住宅における子育て世代支援や脱炭素化を行うため、『こどもみらい住宅支援事業』が今年2022年(令和4年)からスタートします。
こどもみらい住宅支援事業は子育て世帯や若者夫婦世帯を主な対象として最大100万円の補助金を交付する、住宅取得や改修のための補助事業です。
今回はこども未来住宅支援事業について、事業の目的から補助対象、補助額、具体的な手続き方法、今後のスケジュールまで解説します。

目次
こどもみらい住宅支援事業とは

こどもみらい住宅支援事業は、子育て世帯や若者夫婦世帯による省エネ住宅の取得や改修などに対して最大100万円の補助金を交付する事業です。

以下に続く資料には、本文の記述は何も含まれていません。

PR #320, opened 2019-12-12
Fix #147: Offline signatures docs

### LINKED ISSUE #147: Document offline signatures
We are missing documentation on offline signature principle.

hvge:


docs/Computing-and-Validating-Signatures.md
```diff
@@ -152,6 +152,11 @@ _Note: Note that the `APPLICATION_SECRET` is technically outside the request dat
 	- In case of request with body (such as POST and PUT requests), data from the resource body (bytes) are encoded using Base64 with UTF-8 encoding and appended:
 		- `REQUEST_DATA = BASE64.encode(ByteUtils.getBytes(HTTP['body']))`
 
+In case of data for offline signature is being normalized, then the following exceptions are in place:
```
romanstrobl: I suggest to change the sentence a bit (it is a bit unclear what an exception is):

```
In case the data for offline signature is being normalized, then the following rules are applied:
```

まずはこどもみらい住宅支援事業の概要として、以下の3点を解説します。
- 事業の目的
- 補助対象
- 手続き
事業の目的
こどもみらい住宅支援事業が新設された背景には、以下2つの目的があります。
- 省エネ性能を有する住宅ストックの形成
- 子育て世帯や若者夫婦世帯の住宅取得に伴う負担軽減
目的の1つ目は、2050年カーボンニュートラルに向けて省エネ住宅を増やすことです。
住宅省エネ化のための制度はほかにも展開されていますが、こどもみらい住宅支援事業ではさらに子育て世代・若者夫婦世代の支援も2つ目の目的として含まれています。
このようにこどもみらい住宅支援事業は、「住宅の省エネ化」と「子育て世代・若者夫婦世代の住居費負担軽減」を目的とした事業です。
補助対象
こどもみらい住宅支援事業の補助対象は、主に「新築」と「リフォーム」の2パターン存在します。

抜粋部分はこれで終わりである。